◆ PROBLEM STATEMENT: Report each line of the entries below that has the word "gppData" in it.

◆ DATA SHOWN:
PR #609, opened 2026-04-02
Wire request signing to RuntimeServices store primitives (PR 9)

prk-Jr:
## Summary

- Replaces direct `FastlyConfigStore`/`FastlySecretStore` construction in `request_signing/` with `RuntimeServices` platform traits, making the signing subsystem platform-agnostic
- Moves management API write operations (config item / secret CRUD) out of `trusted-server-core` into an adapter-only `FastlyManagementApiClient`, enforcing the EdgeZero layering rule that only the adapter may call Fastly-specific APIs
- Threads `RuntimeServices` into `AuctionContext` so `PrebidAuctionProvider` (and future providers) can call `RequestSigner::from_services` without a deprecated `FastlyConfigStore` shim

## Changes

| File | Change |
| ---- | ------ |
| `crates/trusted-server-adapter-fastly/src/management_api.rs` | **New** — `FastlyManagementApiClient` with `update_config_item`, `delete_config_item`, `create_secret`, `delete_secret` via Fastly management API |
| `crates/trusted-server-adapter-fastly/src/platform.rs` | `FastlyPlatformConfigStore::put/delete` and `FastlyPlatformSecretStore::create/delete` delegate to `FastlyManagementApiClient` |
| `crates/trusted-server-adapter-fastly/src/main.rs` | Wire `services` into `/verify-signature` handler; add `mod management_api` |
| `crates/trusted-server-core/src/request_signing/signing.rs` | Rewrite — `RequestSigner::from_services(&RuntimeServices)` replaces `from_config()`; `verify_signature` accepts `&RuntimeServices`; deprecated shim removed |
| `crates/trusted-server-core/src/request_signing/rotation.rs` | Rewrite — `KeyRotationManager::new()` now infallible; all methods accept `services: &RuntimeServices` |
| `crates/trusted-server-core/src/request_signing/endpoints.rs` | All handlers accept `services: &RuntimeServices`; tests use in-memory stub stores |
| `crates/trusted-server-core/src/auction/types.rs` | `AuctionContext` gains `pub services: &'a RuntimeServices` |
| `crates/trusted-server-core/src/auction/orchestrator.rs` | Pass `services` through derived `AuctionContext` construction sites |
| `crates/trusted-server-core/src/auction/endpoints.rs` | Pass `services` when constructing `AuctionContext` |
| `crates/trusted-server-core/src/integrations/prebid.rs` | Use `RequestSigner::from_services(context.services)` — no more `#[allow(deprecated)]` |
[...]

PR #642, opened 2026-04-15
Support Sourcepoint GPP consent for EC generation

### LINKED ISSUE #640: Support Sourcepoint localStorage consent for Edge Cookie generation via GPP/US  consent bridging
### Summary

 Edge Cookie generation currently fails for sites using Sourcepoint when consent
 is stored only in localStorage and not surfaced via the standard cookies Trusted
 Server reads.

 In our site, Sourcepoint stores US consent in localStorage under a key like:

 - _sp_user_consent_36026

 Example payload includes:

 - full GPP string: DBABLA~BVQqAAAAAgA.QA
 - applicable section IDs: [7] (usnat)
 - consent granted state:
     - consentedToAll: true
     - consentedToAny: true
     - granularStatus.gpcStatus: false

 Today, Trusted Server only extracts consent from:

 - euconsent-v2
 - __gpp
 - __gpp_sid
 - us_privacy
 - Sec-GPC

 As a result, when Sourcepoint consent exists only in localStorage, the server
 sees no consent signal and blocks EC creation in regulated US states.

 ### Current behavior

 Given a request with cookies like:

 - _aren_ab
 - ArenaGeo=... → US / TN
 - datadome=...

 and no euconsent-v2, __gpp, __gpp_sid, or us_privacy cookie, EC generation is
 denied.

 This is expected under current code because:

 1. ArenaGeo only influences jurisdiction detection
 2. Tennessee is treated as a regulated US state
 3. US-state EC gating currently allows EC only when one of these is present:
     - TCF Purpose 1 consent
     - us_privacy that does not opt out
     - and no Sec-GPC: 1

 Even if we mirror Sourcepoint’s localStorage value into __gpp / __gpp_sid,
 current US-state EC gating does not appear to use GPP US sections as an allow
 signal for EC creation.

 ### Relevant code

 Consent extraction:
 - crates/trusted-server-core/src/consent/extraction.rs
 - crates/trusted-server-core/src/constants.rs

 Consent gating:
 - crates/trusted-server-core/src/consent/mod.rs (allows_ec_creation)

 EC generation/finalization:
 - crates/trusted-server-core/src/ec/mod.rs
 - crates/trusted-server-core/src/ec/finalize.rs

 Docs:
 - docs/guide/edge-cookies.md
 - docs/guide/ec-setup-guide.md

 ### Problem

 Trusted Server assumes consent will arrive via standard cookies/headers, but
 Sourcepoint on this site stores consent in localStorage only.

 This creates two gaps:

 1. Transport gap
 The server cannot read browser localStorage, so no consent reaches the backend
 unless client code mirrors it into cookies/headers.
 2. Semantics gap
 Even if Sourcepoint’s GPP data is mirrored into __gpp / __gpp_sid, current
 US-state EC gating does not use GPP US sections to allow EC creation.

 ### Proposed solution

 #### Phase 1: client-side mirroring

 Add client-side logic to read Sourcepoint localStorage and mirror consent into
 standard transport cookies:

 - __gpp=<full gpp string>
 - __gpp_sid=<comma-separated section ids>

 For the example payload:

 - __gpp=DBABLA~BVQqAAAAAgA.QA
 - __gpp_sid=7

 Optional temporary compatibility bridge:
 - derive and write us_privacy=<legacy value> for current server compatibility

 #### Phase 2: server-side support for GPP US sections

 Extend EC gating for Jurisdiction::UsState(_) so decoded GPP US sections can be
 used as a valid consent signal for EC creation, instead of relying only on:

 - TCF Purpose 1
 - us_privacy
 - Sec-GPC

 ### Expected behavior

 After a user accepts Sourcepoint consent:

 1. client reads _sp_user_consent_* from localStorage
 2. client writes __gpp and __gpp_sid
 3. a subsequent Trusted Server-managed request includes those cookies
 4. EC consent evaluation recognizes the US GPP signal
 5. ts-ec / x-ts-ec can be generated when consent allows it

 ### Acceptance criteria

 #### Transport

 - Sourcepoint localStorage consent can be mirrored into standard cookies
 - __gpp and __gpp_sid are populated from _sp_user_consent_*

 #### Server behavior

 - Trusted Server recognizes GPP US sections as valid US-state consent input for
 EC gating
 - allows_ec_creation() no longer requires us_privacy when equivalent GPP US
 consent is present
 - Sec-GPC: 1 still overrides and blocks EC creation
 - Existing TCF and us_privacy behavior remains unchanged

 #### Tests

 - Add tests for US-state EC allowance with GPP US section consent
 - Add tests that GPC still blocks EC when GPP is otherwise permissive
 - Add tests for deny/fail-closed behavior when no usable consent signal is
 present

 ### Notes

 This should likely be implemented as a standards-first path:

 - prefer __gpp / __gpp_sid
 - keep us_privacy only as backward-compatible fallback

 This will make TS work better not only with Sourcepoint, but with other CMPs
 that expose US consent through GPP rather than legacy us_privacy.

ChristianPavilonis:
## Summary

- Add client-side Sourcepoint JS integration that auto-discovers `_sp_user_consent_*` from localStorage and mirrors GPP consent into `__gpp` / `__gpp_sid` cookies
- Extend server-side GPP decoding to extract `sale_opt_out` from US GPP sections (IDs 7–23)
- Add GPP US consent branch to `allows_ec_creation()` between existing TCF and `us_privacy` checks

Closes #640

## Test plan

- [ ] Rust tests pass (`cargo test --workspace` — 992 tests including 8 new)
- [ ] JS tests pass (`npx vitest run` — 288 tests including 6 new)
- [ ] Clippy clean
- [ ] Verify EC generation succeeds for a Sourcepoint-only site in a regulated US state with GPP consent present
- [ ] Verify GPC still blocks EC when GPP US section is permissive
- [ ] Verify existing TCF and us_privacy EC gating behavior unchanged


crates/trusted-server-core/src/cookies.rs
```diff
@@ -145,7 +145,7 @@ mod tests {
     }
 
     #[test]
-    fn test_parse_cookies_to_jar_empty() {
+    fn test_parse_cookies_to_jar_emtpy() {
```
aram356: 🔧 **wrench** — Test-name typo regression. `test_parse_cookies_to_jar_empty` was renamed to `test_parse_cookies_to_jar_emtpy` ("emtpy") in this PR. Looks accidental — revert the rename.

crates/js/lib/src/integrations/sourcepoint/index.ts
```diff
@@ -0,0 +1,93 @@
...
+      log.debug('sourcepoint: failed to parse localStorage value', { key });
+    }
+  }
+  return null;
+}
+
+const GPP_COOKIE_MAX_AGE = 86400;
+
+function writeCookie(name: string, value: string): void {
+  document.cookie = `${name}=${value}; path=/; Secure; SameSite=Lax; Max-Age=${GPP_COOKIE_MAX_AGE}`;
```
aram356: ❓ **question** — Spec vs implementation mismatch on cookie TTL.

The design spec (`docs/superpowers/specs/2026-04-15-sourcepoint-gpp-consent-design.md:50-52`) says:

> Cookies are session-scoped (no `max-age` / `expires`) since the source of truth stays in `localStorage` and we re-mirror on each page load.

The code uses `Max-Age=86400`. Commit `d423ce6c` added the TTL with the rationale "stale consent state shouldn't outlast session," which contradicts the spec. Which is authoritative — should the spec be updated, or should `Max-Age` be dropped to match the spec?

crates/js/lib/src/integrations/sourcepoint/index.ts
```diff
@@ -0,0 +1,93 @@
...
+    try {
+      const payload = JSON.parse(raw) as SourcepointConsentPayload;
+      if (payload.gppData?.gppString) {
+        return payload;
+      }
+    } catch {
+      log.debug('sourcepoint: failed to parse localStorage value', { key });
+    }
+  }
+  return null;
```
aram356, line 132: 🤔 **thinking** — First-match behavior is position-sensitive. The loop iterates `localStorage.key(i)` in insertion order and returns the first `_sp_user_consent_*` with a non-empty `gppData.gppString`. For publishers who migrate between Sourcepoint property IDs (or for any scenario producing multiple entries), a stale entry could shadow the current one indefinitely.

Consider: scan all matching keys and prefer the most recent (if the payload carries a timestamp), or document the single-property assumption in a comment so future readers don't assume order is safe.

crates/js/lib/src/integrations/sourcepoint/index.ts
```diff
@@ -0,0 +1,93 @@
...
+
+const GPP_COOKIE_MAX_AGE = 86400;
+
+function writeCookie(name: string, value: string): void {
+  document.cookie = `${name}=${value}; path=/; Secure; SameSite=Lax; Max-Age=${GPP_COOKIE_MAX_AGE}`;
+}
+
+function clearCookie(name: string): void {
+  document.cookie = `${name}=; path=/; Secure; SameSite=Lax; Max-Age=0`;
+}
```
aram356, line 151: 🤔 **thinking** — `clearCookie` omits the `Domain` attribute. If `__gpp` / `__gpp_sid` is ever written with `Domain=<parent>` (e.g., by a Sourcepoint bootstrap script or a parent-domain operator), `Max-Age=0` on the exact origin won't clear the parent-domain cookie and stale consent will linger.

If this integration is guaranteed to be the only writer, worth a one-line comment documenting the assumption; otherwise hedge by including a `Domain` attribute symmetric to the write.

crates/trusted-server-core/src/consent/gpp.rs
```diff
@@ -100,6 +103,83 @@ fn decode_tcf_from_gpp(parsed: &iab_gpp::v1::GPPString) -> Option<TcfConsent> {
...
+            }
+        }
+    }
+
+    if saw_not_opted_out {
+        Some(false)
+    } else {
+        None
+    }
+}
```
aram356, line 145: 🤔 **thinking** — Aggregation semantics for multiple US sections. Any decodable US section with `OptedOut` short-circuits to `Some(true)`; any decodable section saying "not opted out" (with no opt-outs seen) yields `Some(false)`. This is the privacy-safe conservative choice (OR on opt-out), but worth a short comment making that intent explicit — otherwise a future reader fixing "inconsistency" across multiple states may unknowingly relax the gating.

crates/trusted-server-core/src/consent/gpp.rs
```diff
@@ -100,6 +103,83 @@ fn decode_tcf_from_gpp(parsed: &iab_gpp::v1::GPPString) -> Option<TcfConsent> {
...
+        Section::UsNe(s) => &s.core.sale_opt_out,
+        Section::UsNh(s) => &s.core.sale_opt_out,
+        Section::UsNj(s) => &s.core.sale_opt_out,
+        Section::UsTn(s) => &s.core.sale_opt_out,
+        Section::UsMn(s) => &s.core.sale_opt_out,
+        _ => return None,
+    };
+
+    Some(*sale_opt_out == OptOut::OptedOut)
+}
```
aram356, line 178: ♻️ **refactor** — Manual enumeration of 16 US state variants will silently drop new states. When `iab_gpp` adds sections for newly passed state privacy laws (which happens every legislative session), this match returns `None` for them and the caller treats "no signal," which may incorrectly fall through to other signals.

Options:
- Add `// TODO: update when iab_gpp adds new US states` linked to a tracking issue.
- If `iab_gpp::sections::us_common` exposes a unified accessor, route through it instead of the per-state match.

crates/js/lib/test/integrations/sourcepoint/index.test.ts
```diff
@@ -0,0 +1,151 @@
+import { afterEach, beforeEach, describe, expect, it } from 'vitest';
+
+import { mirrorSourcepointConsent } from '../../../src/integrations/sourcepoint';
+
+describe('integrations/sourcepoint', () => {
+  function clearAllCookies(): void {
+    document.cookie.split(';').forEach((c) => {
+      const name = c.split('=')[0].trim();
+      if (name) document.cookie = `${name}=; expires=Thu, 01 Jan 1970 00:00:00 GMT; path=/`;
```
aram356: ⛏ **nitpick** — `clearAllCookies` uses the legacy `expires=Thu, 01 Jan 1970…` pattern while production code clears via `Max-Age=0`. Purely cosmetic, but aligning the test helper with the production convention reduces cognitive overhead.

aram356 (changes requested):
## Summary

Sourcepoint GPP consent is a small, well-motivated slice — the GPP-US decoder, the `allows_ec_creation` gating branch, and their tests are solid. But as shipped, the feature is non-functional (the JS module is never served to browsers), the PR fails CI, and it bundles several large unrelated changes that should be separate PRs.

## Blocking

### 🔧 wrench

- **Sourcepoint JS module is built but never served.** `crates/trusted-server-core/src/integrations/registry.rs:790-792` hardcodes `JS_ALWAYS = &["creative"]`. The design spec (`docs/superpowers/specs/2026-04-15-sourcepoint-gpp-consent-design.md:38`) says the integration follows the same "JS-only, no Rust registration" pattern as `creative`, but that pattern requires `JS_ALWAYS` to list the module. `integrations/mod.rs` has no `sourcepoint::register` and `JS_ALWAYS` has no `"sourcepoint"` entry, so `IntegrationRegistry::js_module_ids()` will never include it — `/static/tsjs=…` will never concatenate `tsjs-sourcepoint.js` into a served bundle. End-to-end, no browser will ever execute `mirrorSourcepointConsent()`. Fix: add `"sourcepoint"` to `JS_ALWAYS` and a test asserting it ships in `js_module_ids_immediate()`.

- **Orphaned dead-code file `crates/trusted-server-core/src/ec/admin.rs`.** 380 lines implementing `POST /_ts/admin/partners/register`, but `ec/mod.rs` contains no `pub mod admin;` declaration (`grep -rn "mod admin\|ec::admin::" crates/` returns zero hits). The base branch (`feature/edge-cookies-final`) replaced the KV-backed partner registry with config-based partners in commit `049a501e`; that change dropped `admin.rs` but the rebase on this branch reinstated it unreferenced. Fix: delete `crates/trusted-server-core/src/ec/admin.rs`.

◆ OUTPUT BELOW:
+      if (payload.gppData?.gppString) {
aram356, line 132: 🤔 **thinking** — First-match behavior is position-sensitive. The loop iterates `localStorage.key(i)` in insertion order and returns the first `_sp_user_consent_*` with a non-empty `gppData.gppString`. For publishers who migrate between Sourcepoint property IDs (or for any scenario producing multiple entries), a stale entry could shadow the current one indefinitely.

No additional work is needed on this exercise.